Et c’est peut-être ça le « monde d’après », c’est le même qu’avant, toujours aussi dingue, sauf que maintenant dans les vapeurs d’alcool ça passe tout seul. 

On ne s’étonne plus du nombre de spécialistes d’un virus dont on ne sait toujours rien, ou pas grand-chose, ni du fait que Didier Raoult puisse continuer à raconter tout et n’importe quoi, que Bernard Henri Levy monte sur ses grands chevaux ou sur la pointe des pieds pour nous expliquer qu’il n’y aura pas de deuxième vague. 

Ce monde est dingue, mais ce qui est nouveau c’est qu’on s’en fout.

Tout passe ou presque. Franchement, il n’y a pratiquement personne pour s’interroger sur le fait qu’immédiatement après avoir appris à éternuer dans nos coudes on ait collectivement inventé le check de coudes pour s’échanger les miasmes.

Je suis la seule à trouver qu’il y a quelque chose qui ne va pas à utiliser l’endroit où l’on vient de se moucher pour se frotter pile à l’endroit au l’autre vient également de se moucher ?

C’est quoi l’idée débile d’après, s’échanger les mouchoirs ? 

Je suis la seule à être mal à l’aise dans les dîners quand la cousine cruchasse m’explique doctement l’inutilité du port du masque parce que… : 

“Et ben parce que la Covid s’est transformée, sa contagiosité a cru, mais sa mortalité a chu. On est moins sur un scénario de type Floride que Nouvelle-Zélande, tu comprends ?»

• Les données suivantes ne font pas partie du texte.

PR #6992, opened 2015-09-27
YouTube: Get titles from playlist (fix #6699)

### LINKED ISSUE #6699: YouTube: -j --flat-playlist no longer gets titles
```
$ youtube-dl --verbose -j --flat-playlist https://www.youtube.com/user/rhettandlink2
[debug] System config: []
[debug] User config: []
[debug] Command-line args: [u'--verbose', u'-j', u'--flat-playlist', u'https://www.youtube.com/user/rhettandlink2']
[debug] Encodings: locale UTF-8, fs UTF-8, out None, pref UTF-8
[debug] youtube-dl version 2015.08.28
[debug] Python version 2.7.6 - Linux-3.16.0-46-generic-x86_64-with-Ubuntu-14.04-trusty
[debug] exe versions: avconv 11-6, avprobe 11-6, rtmpdump 2.4
[debug] Proxy map: {}
{"url": "GE6ipRyomnA", "_type": "url", "ie_key": "Youtube", "id": "GE6ipRyomnA"}
{"url": "fx3jLYHP8oE", "_type": "url", "ie_key": "Youtube", "id": "fx3jLYHP8oE"}
...
```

Et quand tu lui fais remarquer qu’elle est prothésiste dentaire et que sa blouse blanche ne fait pas forcément d’elle une épidémiologiste et bien figurez-vous que dans le monde d’après, c’est considéré comme du « mépris de classe ». Et faire remarquer à tous ceux qui beuglent sur la pénibilité du port du masque en open-space, qu’ils trouvaient tout à fait normal que les caissières le portent 8h par jour quand ils allaient faire leurs stocks de PQ et de pâtes dont ils n’arrivent toujours pas à venir à bout… ça aussi c’est du mépris ? 

La seule certitude que ce virus aura fini par imposer c’est bien que personne n’était prêt à faire face à cette pandémie et personne n’était prêt à ce qu’elle dure… C’est pourquoi je ne vois que deux options possibles : soit on affronte tout ça avec plus de dignité et de bon sens, soit on continue à sombrer dans la dinguerie mais là, j’ai peur que ça nous emmène très loin.